WORK INSTRUCTION: Leave out every line before the one containing "--- a/packages/studio-base/src/players/RosbridgePlayer.ts", and repeat the rest of the material below exactly, that line included.

DATA TO PROCESS:
####################

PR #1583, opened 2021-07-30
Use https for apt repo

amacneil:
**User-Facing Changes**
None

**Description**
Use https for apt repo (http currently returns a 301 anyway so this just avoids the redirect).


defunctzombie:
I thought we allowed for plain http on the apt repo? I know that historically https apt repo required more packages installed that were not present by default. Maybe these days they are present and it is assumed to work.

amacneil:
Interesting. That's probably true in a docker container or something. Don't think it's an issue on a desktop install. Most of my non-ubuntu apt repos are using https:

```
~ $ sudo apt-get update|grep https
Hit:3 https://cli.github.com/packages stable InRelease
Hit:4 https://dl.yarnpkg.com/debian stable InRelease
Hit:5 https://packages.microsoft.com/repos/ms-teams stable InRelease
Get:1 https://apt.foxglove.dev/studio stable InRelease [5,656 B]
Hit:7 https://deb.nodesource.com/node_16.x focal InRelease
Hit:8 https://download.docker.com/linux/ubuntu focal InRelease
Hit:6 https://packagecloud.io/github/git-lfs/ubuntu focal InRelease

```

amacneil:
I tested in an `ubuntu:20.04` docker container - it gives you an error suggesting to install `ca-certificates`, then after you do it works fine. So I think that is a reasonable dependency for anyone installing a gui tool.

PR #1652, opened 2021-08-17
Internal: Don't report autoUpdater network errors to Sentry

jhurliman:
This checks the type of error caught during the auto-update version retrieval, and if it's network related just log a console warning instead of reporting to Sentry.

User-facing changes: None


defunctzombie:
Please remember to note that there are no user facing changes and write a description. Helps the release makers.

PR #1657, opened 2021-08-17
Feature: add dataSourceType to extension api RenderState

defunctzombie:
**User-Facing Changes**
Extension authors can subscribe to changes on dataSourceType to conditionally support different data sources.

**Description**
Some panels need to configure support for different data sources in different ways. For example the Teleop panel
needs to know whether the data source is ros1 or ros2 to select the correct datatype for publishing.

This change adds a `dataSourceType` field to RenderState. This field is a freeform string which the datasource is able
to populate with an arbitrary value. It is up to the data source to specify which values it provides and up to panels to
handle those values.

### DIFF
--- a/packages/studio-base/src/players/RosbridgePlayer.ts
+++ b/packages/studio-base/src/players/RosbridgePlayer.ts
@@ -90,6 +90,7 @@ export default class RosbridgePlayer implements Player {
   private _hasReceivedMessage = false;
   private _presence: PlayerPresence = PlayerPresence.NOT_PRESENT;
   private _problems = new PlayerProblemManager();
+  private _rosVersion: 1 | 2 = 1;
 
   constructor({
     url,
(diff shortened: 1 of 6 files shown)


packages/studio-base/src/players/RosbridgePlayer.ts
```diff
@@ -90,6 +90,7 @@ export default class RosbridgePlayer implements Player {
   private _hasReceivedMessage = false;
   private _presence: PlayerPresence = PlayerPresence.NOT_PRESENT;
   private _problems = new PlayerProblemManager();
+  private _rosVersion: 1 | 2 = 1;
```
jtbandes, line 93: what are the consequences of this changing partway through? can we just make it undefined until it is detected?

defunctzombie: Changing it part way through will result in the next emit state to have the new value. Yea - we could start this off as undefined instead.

####################

TASK OUTPUT:
--- a/packages/studio-base/src/players/RosbridgePlayer.ts
+++ b/packages/studio-base/src/players/RosbridgePlayer.ts
@@ -90,6 +90,7 @@ export default class RosbridgePlayer implements Player {
   private _hasReceivedMessage = false;
   private _presence: PlayerPresence = PlayerPresence.NOT_PRESENT;
   private _problems = new PlayerProblemManager();
+  private _rosVersion: 1 | 2 = 1;
 
   constructor({
     url,
(diff shortened: 1 of 6 files shown)


packages/studio-base/src/players/RosbridgePlayer.ts
```diff
@@ -90,6 +90,7 @@ export default class RosbridgePlayer implements Player {
   private _hasReceivedMessage = false;
   private _presence: PlayerPresence = PlayerPresence.NOT_PRESENT;
   private _problems = new PlayerProblemManager();
+  private _rosVersion: 1 | 2 = 1;
```
jtbandes, line 93: what are the consequences of this changing partway through? can we just make it undefined until it is detected?

defunctzombie: Changing it part way through will result in the next emit state to have the new value. Yea - we could start this off as undefined instead.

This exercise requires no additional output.